3rd generation west coast commercial  fisherman here, (until I changed direction) and Costco has the best Rock fish fillets I've tasted, other than right off the boat. No skin left on and I haven't found a bone yet.


----------



## GonnaSmoke (Jun 15, 2021)

I'm always hesitant to buy fish either fresh from a retailer or from a restaurant, many times you just never know what you're getting. Fish is one of the most intentionally mislabeled food items there is and that's partially because of the public's demand for it and the money that can be made as well as the fact that most people can't identify one variety from another. Here's just one article https://oceana.org/sites/default/files/National_Seafood_Fraud_Testing_Results_Highlights_FINAL.pdf
A search for "seafood fraud" will yield many more articles.

If I were to buy fish, I'd buy local and I'd look for whole fish or fish with at least the skin left on to help positively identify the type. If that isn't an option, then I'd shop for frozen at the big retailers such as Walmart, Kroger, etc. I would like to think that they have enough quality control in their supply chains to prevent most of the fraud, MAYBE. 

I'm lucky enough to be able to go fishing as much as I care to so I know where mine comes from.


----------



## chilerelleno (Jun 15, 2021)

I live on the Gulf Coast and I'm an avid fisherman, so most of the time I simply go fishing for my fresh fish. 
But if I'm looking for something that I can't catch, I go to any of the several outstanding fish markets in the general area and buy whatever I desire.


----------



## clifish (Jun 15, 2021)

chilerelleno said:


> I live on the Gulf Coast and I'm an avid fisherman, so most of the time I simply go fishing for my fresh fish.
> But if I'm looking for something that I can't catch, I go to any of the several outstanding fish markets in the general area and buy whatever I desire.

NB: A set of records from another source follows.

PR #1467, opened 2021-07-28
fix(form-builder): fix default values for table questions

anehx:


anehx:
Pipelines will succeed as soon as #1469 is merged and rebased

addon/components/cf-field/input/table.js
```diff
@@ -21,6 +21,10 @@ export default Component.extend({
   documentToEdit: null,
   documentToDelete: null,
 
+  parseDocument(raw) {
+    return parseDocument(raw);
+  },
```
czosel, line 26: Why the indirection?

anehx: Because we need to override it in the default table component

czosel: Ah of course, thanks!

tests/integration/components/cfb-form-editor/question/default/table-test.js
```diff
@@ -0,0 +1,20 @@
...
+    setupRenderingTest(hooks);
+
+    test("it renders", async function (assert) {
+      // Set any properties with this.set('myProperty', 'value');
+      // Handle any actions with this.set('myAction', function(val) { ... });
+
+      await render(hbs`<CfbFormEditor::Question::Default::Table />`);
+
+      assert.dom(this.element).hasText("");
+    });
```
czosel, line 18: Would it be possible to write a meaningful test for this?

PR #1478, opened 2021-08-05
fix(demo-app): added required "validation" route to router and added translations

StephanH90:
Currently when making a fresh copy of the git repo the documentation in the dummy repo doesn't actually show anything because the "validation" route is missing from `router.js`.

I added the route and added the required translations in the dummy app.


anehx:
Geez @Yelinz did you even test your documentation on #1448?? Thanks @StephanH90 for resolving this!

anehx (approved):

PR #1490, opened 2021-08-10
feat(validation): switch default for validateOnEnter

anehx:
BREAKING CHANGE: The `validateOnEnter` parameter for the `DocumentValidity` component is now `false` instead of `true` since this is the default use case.


czosel (approved):
:+1:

what are those fish?  the one in your right hand looks like a giant Porgy and the other a mackerel?


----------



## chilerelleno (Jun 15, 2021)

Spanish mackerel and Sheepshead.
The Sheepshead is in the porgy family, Sparidae.

This is a biggun.


----------



## cmayna (Jun 15, 2021)

Wife and I do a lot of ocean fishing, resulting in having 2 upright freezers full of Chinook King Salmon, Albacore, Halibut, Rock and Ling Cod, etc.  Lots of fresh fish meals the day after we come home.    Oh and yes, I smoke a great deal concentrating on the Salmon, Ling Cod and Albacore.   We  probably haven't bought any fish for the past 10+ years.


----------



## forktender (Jun 16, 2021)

"fresh fish" can be up to 10 days old before it hits the marketplaces.
You're much better off buying flash frozen fish, which is put up with in minutes of being caught.


----------



## indaswamp (Jun 16, 2021)

PPG1 said:


> If you never tried Trigger Fish your missing out.  They are the sweetest tasting fish I have ever had.

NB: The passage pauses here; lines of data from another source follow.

PR #1544, opened 2021-10-01
fix(form-builder): remove deprecated usage of transitionToRoute

anehx:
https://deprecations.emberjs.com/v3.x#toc_routing-transition-methods

We now use `ember-engines-router-service` to have an engine internal router service instead of using the host router service. The `router` in the engine configuration can now be removed.

### DIFF
--- a/packages/-ember-caluma/app/app.js
+++ b/packages/-ember-caluma/app/app.js
@@ -15,7 +15,6 @@ export default class App extends Application {
         services: [
           "apollo",
           "notification",
-          "router",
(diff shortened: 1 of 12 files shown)


czosel (approved):
LGTM :+1: We should probably mention that the router service doesn't need to be injected anymore in the release notes, right?

anehx:
> LGTM +1 We should probably mention that the router service doesn't need to be injected anymore in the release notes, right?

It's in the commit description.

Triggers sure are good....but I think triple tail is better. And with the 1 fish restriction and short season on triggerfish now in place, hard to keep up with when we can keep them....

No help on where to buy fish...We catch our own. I haven't bought fish since I don't know when.....


----------



## indaswamp (Jun 16, 2021)

forktender said:


> "fresh fish" can be up to 10 days old before it hits the marketplaces.
> You're much better off buying flash frozen fish, which is put up with in minutes of being caught.

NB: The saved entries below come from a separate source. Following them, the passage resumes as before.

PR #1549, opened 2021-10-07
fix(form-builder): use raw chageset data when saving defaultAnswer

Yelinz:
This fixes an error when the value of defaultAnswer is 0


Yelinz:
superseded by #1562

PR #1614, opened 2021-11-02
feat(form): add new question type action button

anehx:
Add a new question type for action buttons that render a button for completing or skipping the work item related to the current document.

Backend implementation: https://github.com/projectcaluma/caluma/pull/1607

### DIFF
--- a/packages/form/addon/components/cf-field/input/action-button.hbs
+++ b/packages/form/addon/components/cf-field/input/action-button.hbs
@@ -1,0 +1,19 @@
+{{#unless @disabled}}
+  <DocumentValidity
+    @document={{@field.document}}
+    @validateOnEnter={{this.validateOnEnter}}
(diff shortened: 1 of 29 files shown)


packages/form/addon/components/cf-field/input/action-button.hbs
```diff
@@ -0,0 +1,19 @@
+{{#unless @disabled}}
+  <DocumentValidity
```
Yelinz, line 2: Might want to add an `onInvalid` notification?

I'll tell ya...being a super taster sucks when it comes to fish. Having the opportunity to eat Yellow fin tuna belly sashimi that was swimming 2 hours ago has ruined me. Guide buddy use to keep us supplied regularly anytime we were at the camp. knock on the door...."Hey, y'all want some tuna? clients flew home and left all the meat."
As a result, I can no longer enjoy sushi at restaurants....I've given up. Only way I'll eat it now is super fresh straight out of the ice off the boat. I could eat it until I make myself sick....


----------



## PPG1 (Jun 16, 2021)

indaswamp said:


> Triggers sure are good....but I think triple tail is better. And with the 1 fish restriction and short season on triggerfish now in place, hard to keep up with when we can keep them....
> 
> No help on where to buy fish...We catch our own. I haven't bought fish since I don't know when.....


South Carolina has open season on both Trigger fish and Tripletail with a daily limit of 10.  It's been awhile since I did Tripletail but now I'm wanting to go after some forgot about them.


----------



## chilerelleno (Jun 16, 2021)

indaswamp said:


> I'll tell ya...being a super taster sucks when it comes to fish. Having the opportunity to eat Yellow fin tuna belly sashimi that was swimming 2 hours ago has ruined me. Guide buddy use to keep us supplied regularly anytime we were at the camp. knock on the door...."Hey, y'all want some tuna? clients flew home and left all the meat."
> As a result, I can no longer enjoy sushi at restaurants....I've given up. Only way I'll eat it now is super fresh straight out of the ice off the boat. I could eat it until I make myself sick....


I 100% wholeheartedly agree, nothing ranks with seafood straight outta'da water that day.


----------



## BrianGSDTexoma (Jun 16, 2021)

PolishDeli said:


> If youre close to Port Canaveral try Seafood Atlantic.
> 
> 
> 
> ...


If you from that area my brother has a great fish monger in Melboune,  Direct Seafood Outlet.  They don't process fish until you place your order and it fresh.  Really cheap and great oysters by the bag.  Another good thing is you can buy fish pieces that are left from processing them for $6 lb.  Great people that run it.  My favorite thing about going for a visit.


----------



## cmayna (Jun 16, 2021)

If you live anywhere near the ocean, you might be able to consider going to your local marina and buy fresh fish off the boats from local commercial fishing people.

As far as what type is best, really depends on what you can get locally & fresh.  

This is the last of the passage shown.